Dodson se encontrou com Espel e Denilson em 2019, e os três discutiram sua tradução. Tanto Espel, Dodson e Denilson afirmam que o romance de Andrade não é um problema, mas sim que os modernistas “inventaram” práticas culturais indígenas de longa data.

Em um ensaio, Espel contou que perguntou a Magunaima por que Andrade havia permitido que ela “roubasse” sua história. “Meu filho”, Makunaima responde no ensaio, “estou preso na capa desse livro. Dizem que fui sequestrado, roubado, traído, enganado. Dizem que sou um tolo. Não! Era minha intenção ser na capa.Eu queria ir com aqueles homens.Eu sou nosso Eu queria fazer história e vi uma oportunidade de encontrar nossa eternidade.

Espel morreu em 2022 e Dodson solicitou que o New Directions usasse uma de suas pinturas como capa de sua tradução de “Magunaima”.

Quase um século após a publicação do romance, muitos dos admiradores brasileiros do romance estão incertos sobre como ele será recebido nos Estados Unidos. “Magunaima está sempre à beira da revogação”, diz Mira Monteiro, professora de Princeton.

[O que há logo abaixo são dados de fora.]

PR #4153, opened 2016-11-07
Update TypeScript Fetch TypeScript version to 2.0.7

leonyu:
### PR checklist

- [ ] Read the [contribution guildelines](https://github.com/swagger-api/swagger-codegen/blob/master/CONTRIBUTING.md).
- [ ] Ran the shell/batch script under `./bin/` to update Petstore sample so that CIs can verify the change. (For instance, only need to run `./bin/{LANG}-petstore.sh` and `./bin/security/{LANG}-petstore.sh` if updating the {LANG} (e.g. php, ruby, python, etc) code generator or {LANG} client's mustache templates)
- [ ] Filed the PR against the correct branch: master for non-breaking changes and `2.3.0` branch for breaking (non-backward compatible) changes.

### Description of the PR

(details of the change, additional tests that have been done, reference to the issue for tracking, etc)
* Update TypeScript Fetch TypeScript version to 2.0.7
* Fix support for underscore casing in POST body

Issue #3921, opened 2016-10-04
TypeScript Fetch client doesn't support multipart/form-data body


janslow:
##### Description

If a POST operation accepts `multipart/form-data`, the `typescript-fetch` client posts an `application/x-www-form-urlencoded` body instead of form data.

##### Swagger-codegen version

Version currently deployed on [editor.swagger.io] 

##### Swagger declaration file content or url
```yaml
swagger: '2.0'
info: { version: 0.1.0, title: Multipart Upload }
paths:
  /:
    post:
      operationId: upload
      consumes:
        - multipart/form-data
      parameters:
        - name: file
          in: formData
          required: true
          type: file
      responses: { '200': { description: Successful upload } }
```

##### Command line used for generation

"Generate Client" -> "TypeScript Fetch" on [editor.swagger.io]

##### Steps to reproduce

1. Generate and compile the sample config
2. Call it with a file
3. Log the request, it has a `Content-Type` of `application/x-www-form-urlencoded` instead of `multipart/form-data`.

##### Suggest a Fix

Instead of setting the Content-Type and using `querystring` to serialize the contents (for `multipart/form-data` requests), it should just set the body to an instance of `FormData` instead of 

e.g., in `DefaultApiFetchParamCreactor#upload`, instead of :

```ts
let contentTypeHeader: Dictionary<string>;
contentTypeHeader = { "Content-Type": "application/x-www-form-urlencoded" };
fetchOptions.body = querystring.stringify({ 
  "file": params.file,
});
if (contentTypeHeader) {
  fetchOptions.headers = contentTypeHeader;
}
```

it should generate (as `Content-Type` is set to `multipart/form-data` automatically if using `FormData`):

```ts
const formData = new FormData();
formData.append("file", params.file);
fetchOptions.body = formData;
```

wing328:
@janslow thanks for reporting the issue. May I know if you've time to contribute the fix?

russtacular:
@wing328 I actually ran into the same issue myself and was in the process of putting together a PR for this and #4153 

I can try to pull something together in the next few days, if that's useful for you and @janslow

bvwells:
Just wondering whether there is any update with this issue?

Alexuy:
Hey, guys! What about this issue? When you planning to fix that bug?

Splash34:
+1

ds1371dani:
Any news on a fix?

currently we can't use any endpoint which uploads a file because of this :cry: .

[...]

PR #4852, opened 2017-02-24
Typescript-fetch: file upload and Typescript dependency updates

russtacular:
### PR checklist

### Description of the PR

This updates the typescript-fetch client with the latest dependencies based on work originally done in #4153 but in need of updates due to additional changes to `@types/isomorphic-fetch` that were causing build errors.

Additionally this adds the ability to upload files using the typescript-fetch client as requested in #3921. Given the limitations of the mustache template, I assumed that form parameters did not include files but, if so, it set a flag that caused the form parameters to be appended to a `FormData` object which is uploaded with a `Content-Type: 'multipart/form-data'` header opposed to the standard `'application/x-www-form-urlencoded'`


wing328:
@russtacular thanks for the PR.

@Vrolijkx @leonyu  would you please take a look when you've time? Thanks.

modules/swagger-codegen/src/main/resources/TypeScript-Fetch/package.json.mustache
```diff
@@ -6,16 +6,18 @@
   "browser": "./dist/api.js",
   "typings": "./dist/api.d.ts",
   "dependencies": {
-    {{^supportsES6}}"core-js": "^2.4.0",
-    {{/supportsES6}}"isomorphic-fetch": "^2.2.1"
+    "@types/node": "6.0.46",
```
Vrolijkx: Would be nice to also have this in the angular2 && angular clients.

modules/swagger-codegen/src/main/resources/TypeScript-Fetch/api.mustache
```diff
@@ -93,12 +93,25 @@ export const {{classname}}FetchParamCreator = {
...
-        {{/formParams}}
-        });
+        let formData: Dictionary<any> = {};
+        let isMultipartData = false;
+{{#formParams}}
+        {{#isFile}}isMultipartData = true;
+        {{/isFile}}formData["{{baseName}}"] = params["{{paramName}}"];
+{{/formParams}}
+
+        if (isMultipartData) {
```
Vrolijkx: Why not instead of this if statement in all the generated code. Use a Mustache if. This way you don't need the next strange code:
```
let isMultipartData = false;
isMultipartData = true;
```
maybe do something like this:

Ainda assim, Dodson acha que o livro vai ressoar com um novo público americano, uma história assombrada pela escravidão e imigração nativa, marcada pela interação entre imigração e racismo – e “ressaltada por tensões de longa data de multiculturalismo utópico”.

“Acho que os americanos vão perceber o absurdo de um grupo diverso de pessoas unidas sob uma bandeira”, disse Dodson.